In Scotland, to be valid a Will must in writing, but the rules which operate for Wills executed on or after 1st August 1995 are different from those which (continue to) operate for Wills executed before that date.

Wills executed before 1st August 1995

Legally effective Wills executed before 1st August 1995 fall into two categories, namely holograph Wills (this term encompasses Wills ‘adopted as holograph’) and attested Wills.

Holograph Wills

These are entirely in the handwriting of and signed by the testator, but not witnessed. They are often informal in nature.

A variation of the holograph Will is the Will which has been ‘adopted as holograph’. These are Wills executed in typescript or in the hand-writing of someone other than the testator. To be legally effective they must bear the words ‘adopted as holograph’ in the handwriting of the testator at the foot of the document before the testator’s subscribed signature.
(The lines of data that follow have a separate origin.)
PR #1386, opened 2024-05-13
bottomless2 boilerplate

MarinPostma:


bottomless2/'
```diff
@@ -0,0 +1,31 @@
+use crate::{NamespaceName, StoreSegmentRequest};
```
LucioFranco, line 1: You committed a file called `'` 😂

bottomless2/src/lib.rs
```diff
@@ -0,0 +1,179 @@
+#![allow(dead_code, unused_variables, async_fn_in_trait)]
```
LucioFranco, line 1: whats up with the async fn in trait stuff? Probably complaining about the send issues?

bottomless2/src/lib.rs
```diff
@@ -0,0 +1,179 @@
...
+pub struct BottomlessLoop<S: Storage> {
+    receiver: mpsc::Receiver<StoreSegmentRequest<S::Config>>,
+    scheduler: Scheduler<S>,
+    max_in_flight: usize,
+    in_flight_futs: JoinSet<JobResult<S>>,
+    force_shutdown: oneshot::Receiver<()>,
+}
+
+impl<S: Storage + 'static> BottomlessLoop<S> {
+    /// Schedules durability jobs. This loop is not allowed to fail, or loose jobs.
```
LucioFranco, line 33:
```suggestion
    /// Schedules durability jobs. This loop is not allowed to fail, or lose jobs.
```

bottomless2/src/lib.rs
```diff
@@ -0,0 +1,179 @@
...
+    /// A job is prepared by calling `Scheduler::prepare(..)`. The job is spawned, and it returns a
+    /// `JobResult`, which is then returned to the scheduler by calling `Scheduuler::report(..)`.
```
LucioFranco, line 35:
```suggestion
    /// `JobResult`, which is then returned to the scheduler by calling `Scheduler::report(..)`.
```

bottomless2/src/lib.rs
```diff
@@ -0,0 +1,179 @@
...
+                    match msg {
+                        Some(req) => {
+                            self.scheduler.register(req);
+                        }
+                        None => {
+                            shutting_down = true;
+                        }
+                    }
+                }
+                Some(join_result) = self.in_flight_futs.join_next(), if !self.in_flight_futs.is_empty() => {
```
LucioFranco, line 70: I think we should consider making this a `biased` (info in https://docs.rs/tokio/latest/tokio/macro.select.html) so that these always get processed first instead of enqueuing things to prevent starvation. If the mpsc queue is always full it can be trying to enqueue more where I think we should always prioritize getting the results out first.

bottomless2/src/lib.rs
```diff
@@ -0,0 +1,179 @@
...
+                            if shutting_down {
+                                tracing::info!("processed job, {} jobs remaining", self.in_flight_futs.len());
+                            }
+                            self.scheduler.report(job_result);
+                        }
+                        Err(e) => {
+                            // job panicked. report and exit process. The program is crippled, from
+                            // now on, so we just exit, and hope to restart on a fresh state.
+                            tracing::error!("fatal error: bottomless job panicked: {e}");
+                            std::process::exit(1);
```
LucioFranco, line 83: should we make this choice at a higher layer? Seems a bit extreme here to abort the whole process at a layer this deep.

bottomless2/src/storage/mod.rs
```diff
@@ -0,0 +1,78 @@
...
+    namespace: NamespaceName,
+    /// If provided, will restore up to the most recent segment lesser or equal to `before`
+    before: Option<DateTime<Utc>>,
+}
+
+pub struct DbMeta {
+    max_frame_no: u64,
+}
+
+pub trait Storage: Send + Sync {
```
LucioFranco, line 30: I think we can use https://docs.rs/trait-variant/0.1.2/trait_variant/ to make the async fn sendable.

LucioFranco (approved):
Left some comments but overall LGTM

bottomless2/src/lib.rs
MarinPostma: linter complains because the trait is public API

bottomless2/src/storage/mod.rs
MarinPostma: we'll see it's that's necessary later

Holograph Wills are not probative (self evidencing). If someone wishes to take out a grant of Confirmation on a holograph Will that person must first prove that the Will was validly executed. They would do this by producing affidavit evidence to prove that the Will was made in the testator’s handwriting.

Attested Wills

These can be either hand-written or in typescript, but they must be signed by the testator and witnessed by two witnesses.

Attested Wills are probative so do not have to be set up (proved) by affidavit evidence.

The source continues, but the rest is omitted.